Have you worked in or for a company that developes web-based health communities and confronted ethical dilemma there? I mean, health communities like patientslike.com offer great opportunities for programmers, database designers and owners of the company (user submitted data can be sold), but health as a concept isn't very strictly defined -- how could it be?<p>It is quite easy to take some condition (one database table: "condition"), associate some drugs to it (another db-table) and let users tell that they have certain condition and that they have tried this and that drug for the it (few more db-tables). Ofcourse it would be nice, if users could somehow tell that they have some (preprogrammed) symptoms like "brain fog" (another db-table).

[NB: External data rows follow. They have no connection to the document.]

PR #704, opened 2026-07-29
layout: one width for every page, blog post sidebar, rebuilt footer, fixes #161, fixes #439

stasadev:
## The Issue

- Fixes https://github.com/ddev/ddev.com/issues/161: the hero and nav stayed at `max-w-4xl` while the viewport kept growing, so from 1024px up the extra space turned into void margin instead of page.

- Fixes https://github.com/ddev/ddev.com/issues/439: the homepage terminal was absolutely positioned at `right: -40rem` inside a `h-72` box, so on a 13" screen it hung off the side at the wrong size.

Both of those live in the shell of the page, so this takes on the inconsistencies around them at the same time. Every page picked its own width (`max-w-4xl`, `-5xl`, `-6xl`, `-7xl`) and its own gutter, so nothing lined up between blocks or between pages. The footer had grown into one flat list that mixed social accounts with pages and named several of them twice. A blog post opened with a full-width feature image, which meant scrolling before you could read the first paragraph, and the space beside the text was doing nothing.

## How This PR Solves The Issue

Preview base: https://20260729-stasadev-revamp.ddev-com-front-end.pages.dev/

| Page | Before | After | Preview | Live |
| --- | --- | --- | --- | --- |
| Every page | `max-w-4xl` (56rem) on most pages, `max-w-5xl`/`-6xl`/`-7xl` on the homepage's sections, and a different `px-*` gutter per block | `--site-width: 72rem` via `.site-container`, one `.site-gutter` (1.5rem, 2rem from 64rem up). Long-form text is capped separately at `--reading-measure` (42rem), wired into the typography plugin, so a wider page didn't make lines harder to read | [preview](https://20260729-stasadev-revamp.ddev-com-front-end.pages.dev/) | [live](https://ddev.com/) |
| Header | nav at `max-w-4xl`, logo sitting left of the content it heads | the site container and gutter, so the logo lines up with the page at every width (#161) | [preview](https://20260729-stasadev-revamp.ddev-com-front-end.pages.dev/) | [live](https://ddev.com/) |
[...]

PR #706, opened 2026-07-30
layout: measure the header nav rather than collapsing it at a breakpoint

stasadev:
## The Issue

Follow-up to the review on #704. The header nav and the blog post title both switched to their narrow layouts at `lg` (1024px). Browser zoom shrinks the viewport in CSS pixels, so at 110-125% a 1200px window falls under that and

Add something more that users can select and soon there will be enough information for automatically generated stats.<p>For example: http://www.patientslikeme.com/symptoms/show/189
(I'm not implying anything the referred site. I'm just using it as an example.)<p>Researchers and drug manufactures might find the stats useful in some way (by seeing some kind of patterns that other maybe can't) and the others could atleast satisfy their curiosity related to questions like "what are the top 5 in..".<p>However, from the user's point of view (potential or actual condition/symptom carrier) certain issue might arise: he thinks that he has found "soulmates" (in larger health communities "with blogs and everything"), but even when their symptoms match, they might have nothing in common at the neural level, for example. Actually, both of their conditions could be caused by different enviromental issues, but user couldn't let the System know, what kind of environmental issues might be involved -- and that's why the user keeps trying different kind of medications that other "soulmates" have tried (might take 10 years to go through all of them).<p>Think about Asperger's (aspies, like they might say). They seem to have something in common, but that might because the definition of the symptoms and their naming is too vague. Same goes for the criteria of many conditions. That would understandable in some sense as we as humans prefer to use common words like "socially handicapped" (instead of something more cryptic).<p>At this point you should be able to see what I might mean. This question was targeted to those, who has been involved in companies developing web-based health communities, but others too might have an opinion or two.
======
shane-armstrong
Why could the user not let the system know what environmental issues were
involved?

Provide users with an input field with an optional brief description. Not only
will this allow them to help clarify what you require, but it will also help
to match them up with grammar, mentality, style of speech etc.

If executed correctly it could even become the de-facto standard by which
users measure their conditions against others and the first step to having
develop the links you want.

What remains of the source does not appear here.